3. Data Warehouse Enabled

The Campus.xml file is modified to include the data warehouse element.

4. Tomcat Restart

Tomcat is restarted and the servers are refreshed. At this point, the data warehouse has been fully enabled behind-the-scenes. 

Data Warehouse Backups

The following information provides technical detail on the process used to create a data warehouse backup.

ETL Data Migration

The ETL process converts the operational database to the Campus data warehouse through Extract, Transform and Load (ETL). It looks at the views existing in the database, flattens them and writes them to a new table in the data warehouse.

The ETL process has several places, or "hooks," where it checks for the existence of user-defined, stored procedures. The user can define these hooks in a variety of ways, including:

  • Incorporating data from external, third-party applications
  • Running clean-up scripts
  • Excluding certain tables

Districts/state may implement their own ETL processes for loading external data tabled outside of the Campus application into the data warehouse by using SQL scripts or SQL Server's complete suite of ETL tools.

The ETL hooks available to districts/state include:

  • dw_user_preBackup - is called on the operational database immediately before it is backed up.

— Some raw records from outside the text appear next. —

PR #758, opened 2020-06-03
get-certs.md: correct flag names

ad8-bdl:


tlimoncelli:
Thank you for catching this!

Could you also add:

   --verbose           Enable detailed logging (deprecated: use the global -v flag) (default: false)
   --vault             Store certificates as secrets in hashicorp vault instead of on disk. (default: false)
   --vaultPath value   Path in vault to store certificates (default: "/secret/certs")
   --notify            set to true to send notifications to configured destinations (default: false)
   --only value        Only check a single cert. Provide cert name.

ad8-bdl:
done!

tlimoncelli:
Thanks!!

PR #760, opened 2020-06-09
Add support to GCLOUD provider for DS records

mhuxtable:
The gcloud provider seems to behave correctly with DS resource records,
and is able to read and write them properly. I've enabled this in the
provider options.

Please let me know of any special tests or actions you'd like me to take to
enable this to be merged. Thanks.


tlimoncelli:
Thanks for checking into that!  (and thanks for fixing the typo!)

PR #767, opened 2020-06-18
Linting

tlimoncelli:


SuperSandro2000:
Why did the vendor directory get removed? Is this an accident?

tlimoncelli:
We moved to "go modules" which doesn't require a vendor directory.  Google runs a proxy that caches everything indefinitely.

Is the lack of vendoring causing an issue for you?

SuperSandro2000:
It made it harder for me to update the nixos package to 3.3.0. https://github.com/NixOS/nixpkgs/pull/97394

The newer go.mod wasn't correctly parsed by vgo2nix so I also needed to fix some bugs in their first. At this point it does not matter to much for me anymore if you include the vendor again or not.

PR #780, opened 2020-07-07
go get -u gopkg.in/ns1/ns1-go.v2

tlimoncelli:
Hey @MaxRatmeyer!

I noticed that the external module for NS1 was using was very old.  Could you see if the integration tests work any better with this update?


MaxRatmeyer:
It looks like every test is failing under the error `400 Input validation failed (Value None for field '<obj>.filters' is not of type array)`

https://pastebin.com/8Uehkm4r

tlimoncelli:
Ah, it looks like the new module has a lot of breaking changes. Well, it was worth a  try!

Issue #775, opened 2020-07-05
NS1: Add support for ALIAS, PTR, and NAPTR


mratmeyer:
Hello,

According to the NS1 API Docs, it looks like they have support for ALIAS, PTR, and NAPTR records, which aren't currently available in DNSControl. Would it be possible to get these activated in DNSControl?

[https://ns1.com/api#putcreate-a-dns-record](url)

Thanks

tlimoncelli:
Seems reasonable!  This might be a good starter project if you are interested in diving into the code.  PTR and NAPTR might "just work" depending on how the code was written.  We may just never have tested it.

I don't have a test account with NS1, so I can't do this myseslf.

I'd be glad to walk you through the process.  The process is:

1.  Make sure the integration tests work as-is

```
export NS1_TOKEN="insert-your-token-here"
export NS1_DOMAIN="testdomain.tld"
cd integrationTest
go test -v -verbose -provider NS1
```

This just makes sure everything is working.

2.  Enable the features.

In `providers/ns1/ns1provider.go` look at the `var docNotes = providers.DocumentationNotes{` list and add the features to it.  Look at `providers/bind/bindProvider.go` for examples.

3. Re-run the integration tests.

My guess is that PTR and NAPTR might "just work".   ALIAS might require some more effort.


CC: @captncraig

MaxRatmeyer:
Hi, thanks so much for the instructions. I cloned the repo and ran the integration test, but without making any changes, I got this error.
`=== RUN   TestDualProviders
    TestDualProviders: integration_test.go:272: Clearing everything
    TestDualProviders: integration_test.go:278: Adding nameservers from another provider
    TestDualProviders: integration_test.go:266: #1: CREATE NS maxnet.work ns1.example.com. ttl=300
        CREATE NS maxnet.work ns2.example.com. ttl=300
    TestDualProviders: integration_test.go:281: Running again to ensure stability
--- PASS: TestDualProviders (0.80s)
FAIL
exit status 1
FAIL	github.com/StackExchange/dnscontrol/v3/integrationTest	25.090s`
I tried it with another domain in a different TLD as well and it ran into the same issue. It didn't seem like there were any problems in the test, it just abruptly cut off at the end.

tlimoncelli:
[...]

PR #782, opened 2020-07-10
NS1: Revert enabling TXTMulti

MaxRatmeyer:
#775 Reverted support for TXTMulti due to NS1 automatically converting TXTMulti records back to TXT


tlimoncelli:
Thanks for cleaning that up!

Issue #779, opened 2020-07-07
NS1 is failing integration tests


tlimoncelli:
Here's what it looks like https://pastebin.com/dDZx50tn

FYI: I don't have a test account with NS1, so I need someone to step up and look into these. I'd be glad to assist remotely!

MaxRatmeyer:
Hi,

I did a little more tinkering and I was able to fix all the issues with NS1 and it's now passing! I think it was just a problem with how the default record builder worked with MX records, so I added a special case in the NS1 provider file in the buildRecord function, similar to how the SRV record was built. 

Here is the test: https://pastebin.com/uT5tFqEw

I'll submit a PR in a bit!

tlimoncelli:
Can we close this issue?

Tom

P.S.  Thank you for stepping up and fixing this issue.  I'm really impressed by your debugging skills!

MaxRatmeyer:
Thank you! Yep, we're good to close it.

PR #783, opened 2020-07-14
Fixed MX records on NS1

MaxRatmeyer:
#779 Fix for MX records on NS1. NS1 is passing all integration tests now!

Integration test: https://pastebin.com/M4Qn0CKK


tlimoncelli:
Awesome!!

If the district/state uses tables in the Campus database to store external data, it can use this to load/refresh that data before backup. The district/state may also perform their own clean/check logic.
  • dw_user_postRestore - is called on the data warehouse database immediately after the restore finished and before the Campus process cleans data and flattens view to tables. It can be used for the same tasks as preBackup.
  • dw_user_end - is called after the views have been flattened.

Exceptions/errors generated by these user-created procedures will be logged and the restore process will continue. If a hook does not have a stored procedure defined, it will be skipped.

Excluded Views

Some operational views are not optimized by the data warehouse and, therefore, CANNOT be pulled from the data warehouse for reporting purposes. Tables related to these views will remain virtual, unflattened tables.

  • SIF views – All SIF views with the prefix of “sif_” are excluded.
  • Legacy views – Legacy system views with the prefix of “view_” are excluded.
  • Attendance aggregation views – System-intensive aggregate attendance views are excluded, including:
    • “v_AttDailyDetail”
    • “v_AttDailyExactDetail”
    • “v_AttDailyTermCount”
    • “v_GradebookActivityDetail”
    • “v_AttendanceSectionCount”
    • “v_AttendanceCourseCount”
    • “v_AttendanceSectionTermSummary”
    • “v_SectionRosterAttSummary”
  • Unnecessary state-specific views – State-specific views that are not applicable to the state are excluded (e.g., a data warehouse in KY would not pull IA state-specific views).
  • Additional State-Edition attendance views – At the State-Edition level, additional systemintensive aggregate attendance views are excluded, including:
    • “v_MembershipAttendanceDetail”
    • “v_MembershipAttendanceDetailPercent”
    • “v_MembershipAttendanceEnrollmentDetail”
    • “v_MembershipAttendanceEnrollmentDetailPercent”

Manually Excluding Views

If the district/state will rarely need to analyze certain operational database views, it may exclude them from the data warehouse.

To exclude a view from the data warehouse, it should be renamed with a prefix of "view_" and it will be skipped.

Views may be excluded from the data warehouse at any time. The data warehouse will recognize excluded views each time it refreshes.

Adding Views to the Data Warehouse

Campus data warehouse logic cycles through existing views and flattens them for use in the data warehouse - unless they fit the exclusion criteria, as described in the previous section.

When additional views are added to the database, they will automatically be available to the data warehouse, unless manually excluded. Views may be created for the data warehouse at any time. The data warehouse will recognize these new views each time it refreshes.

Indexes are automatically created on flattened view tables depending on the fields they contain. If a table has calendarID and personID, the clustered index will be set to the compound index (calendarID, personID). If the table has only one of those fields, the cluster will be a single index.